How could this research potentially benefit society?
Our work delivers cleaner, lower-carbon water systems by using microbe-guided treatment to cut pollution while recovering energy (e.g., hydrogen, biogas) and useful materials (e.g., bioplastics). AI- and quantum-optimised operations lower costs and reduce outages, and high-grade water reuse—especially for AI data-centre cooling—eases pressure on drinking-water supplies during heatwaves and droughts. Privacy-preserving wastewater genomics provides early public-health insight (e.g., antimicrobial resistance) and helps link pollution exposure to hypoxia risks, informing actions that protect children’s lung development. Together, these advances strengthen community resilience and support a more circular economy.

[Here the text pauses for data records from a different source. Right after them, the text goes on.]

PR #1788, opened 2024-03-08
Determine handler exports from Python module

hoodmane:
After #1780, we now instantiate mainModule at top level (if not in workerd). In that case we can determine the handler exports directly from the functions that are defined on the Python module.

### DIFF
--- a/src/pyodide/python-entrypoint-helper.js
+++ b/src/pyodide/python-entrypoint-helper.js
@@ -173,27 +173,38 @@ async function preparePython() {
   return await getMainModule();
 }
 
+function makeHandler(pyHandlerName) {
+  return async function (...args) {
+    try {
+      const mainModule = await preparePython();
+      return await mainModule[pyHandlerName].callRelaxed(...args);
+    } catch (e) {
+      console.warn(e.stack);
+      throw e;
+    }
+  };
+}
 
-export default {
-  async fetch(request, env, ctx) {
-    try {
-      const mainModule = await preparePython();
-      if (mainModule.on_fetch === undefined) {
-        throw new Error("Python Worker should define an on_fetch method");
-      }
-      return await mainModule.on_fetch.callRelaxed(request, env, ctx);
-    } catch (e) {
-      console.warn(e.stack);
-      throw e;
+const handlers = {};
+
+if (IS_WORKERD) {
+  handlers.fetch = makeHandler("on_fetch");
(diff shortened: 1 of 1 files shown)


src/pyodide/python-entrypoint-helper.js
```diff
@@ -173,27 +173,37 @@ async function preparePython() {
...
+}
+
+const handlers = {};
+
+if (IS_WORKERD) {
+  handlers.fetch = makeHandler("on_fetch");
+  handlers.test = makeHandler("test");
+} else {
+  for (const handlerName of [
+    "fetch",
```
garrettgu10, line 195: Why is it fetch instead of on_fetch here?

hoodmane: Oops meant to do `"on_" +` instead of `"py_" +`  a couple lines down. These are the javascript names.

src/pyodide/python-entrypoint-helper.js
```diff
@@ -173,27 +173,38 @@ async function preparePython() {
...
-      throw e;
+  };
+}
+
+const handlers = {};
+
+if (IS_WORKERD) {
+  handlers.fetch = makeHandler("on_fetch");
+  handlers.test = makeHandler("test");
+} else {
```
dom96, line 193: why not do the same for workerd as below?

dom96 (approved):

src/pyodide/python-entrypoint-helper.js
hoodmane: It's the same reason we have the `IS_WORKERD` check above:
```
  // If we're in workerd, we have to do setupPackages in the IoContext, so don't start it yet.
  // TODO: fix this.
```
can't call `setupPackages` in workerd without an IoContext, can't import the main module without calling `setupPackages` first.

dom96: not a blocker for this PR but we'll need to fix this to support other handlers in local dev mode

hoodmane: Indeed.

venu-mallik: How long before we have on_scheduled in local mode along with triggers supported for c3 and deployment with reqs.txt supported for python workers ? @dom96  @hoodmane 

I need a tentative timeline for this. thanks in advance.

What are the next steps in your research? Are there any challenges ahead?
Next Step: We’ll scale multi-year pilots with utilities and AI data-centre partners to validate high-grade reuse for cooling and energy-positive operation. Plant “digital twins” will fuse sensors, metagenomics, and AI/quantum optimisers, then drive closed-loop control on site. A key push is turning metagenomic reads into operator-ready set-points (aeration, retention time, dosing) to keep beneficial microbes dominant. In parallel, we’ll build privacy-preserving pipelines that link environmental exposure data with wastewater biomarkers to study pollution → hypoxia → lung development, co-designing studies with paediatric respiratory teams to generate testable, clinically relevant hypotheses.
Challenges. Moving from lab to utility scale is hard: biology varies by season and site, and data are noisy with strict privacy and governance requirements. Demonstrating clear, repeatable gains over classical methods for combinatorial optimisation—i.e., genuine quantum advantage—remains an active step. Economics and procurement matter: new sensors, sequencing, and control stacks must beat incumbent costs and integrate with existing assets. For data-centre cooling, long-horizon corrosion and biofouling control are critical. For medical hypoxia, patient data collection is challenging due to ethics, consent, data security, interoperability, and the need for robust de-identification. Interpreting signals and communicating results to clinicians must be rigorous and clinically meaningful. Interdisciplinary collaboration also needs care: many partners are unfamiliar with quantum technique applications, so we provide plain-language briefs, transparent model assumptions, validation benchmarks, and “shadow-mode” trials before live deployment—plus targeted training—so collaborators can interrogate the methods, trust the outputs, and co-design solutions.